On the Efficacy of Sampling Adapters
Clara Meister, Tiago Pimentel, Luca Malagutti, Ethan G. Wilcox, Ryan Cotterell
TL;DR
This paper formalizes sampling adapters as simple, plug-in modifications to the per-step conditional distributions of autoregressive language models, unifying common decoding tricks under a single framework. It argues that adapters enact a precision–recall trade-off: they often reduce the model's ability to generate certain strings (lower recall) but improve the likelihood of producing high-quality text (higher precision), aligning with sequence-level quality as measured by Mauve when tuned. Through analyses using reverse cross-entropy, reverse KL divergence, and balanced metrics like TVD/JS, the authors show precision-emphasizing measures correlate with improved text quality, suggesting practical guidance for adapter hyperparameter selection. The work highlights that standard training objectives may misalign with generation goals and that precision-focused measures can serve as efficient proxies for steering decoding choices in open-ended generation settings.
Abstract
Sampling is a common strategy for generating text from probabilistic models, yet standard ancestral sampling often results in text that is incoherent or ungrammatical. To alleviate this issue, various modifications to a model's sampling distribution, such as nucleus or top-k sampling, have been introduced and are now ubiquitously used in language generation systems. We propose a unified framework for understanding these techniques, which we term sampling adapters.
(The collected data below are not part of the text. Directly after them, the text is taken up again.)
PR #942, opened 2021-09-29
Fix RSS feed

devongovett:
Upgrades Parcel to the latest nightly which includes an XML transformer so that URLs in the RSS feed are rewritten properly. Also ensures that the feed URL is not hashed.


wbinnssmith (approved):

mischnic:
Is there an easy way to disable the hash anchors in the RSS feed only? It's not the end of the world though

Bildschirmfoto 2021-09-29 um 20 10 55

devongovett:
Yeah done. Added a custom PostHTML plugin for it.

PR #948, opened 2021-10-05
Fix broken links on Production page

danielmcormond:
I noticed these two links were broken clicking around on the current hosted docs.

### DIFF
--- a/src/features/cli.md
+++ b/src/features/cli.md
@@ -47,7 +47,7 @@ See [Production](/features/production/) for more details.
 
 ## Entries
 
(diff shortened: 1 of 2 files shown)


mischnic:
Thanks! While you're at it, could you also fix the link on this line? (`/features/targes/#entries` instead of `/features/targets/#entries`)
https://github.com/parcel-bundler/website/blob/2e7c533ff2ff7d8914725448870c87e13b07fda6/src/features/cli.md#L50

devongovett (approved):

Sampling adapters often lead to qualitatively better text, which raises the question: From a formal perspective, how are they changing the (sub)word-level distributions of language generation models? And why do these local changes lead to higher-quality text? We argue that the shift they enforce can be viewed as a trade-off between precision and recall: while the model loses its ability to produce certain strings, its precision rate on desirable text increases. While this trade-off is not reflected in standard metrics of distribution quality (such as perplexity), we find that several precision-emphasizing measures indeed indicate that sampling adapters can lead to probability distributions more aligned with the true distribution. Further, these measures correlate with higher sequence-level quality scores, specifically, Mauve.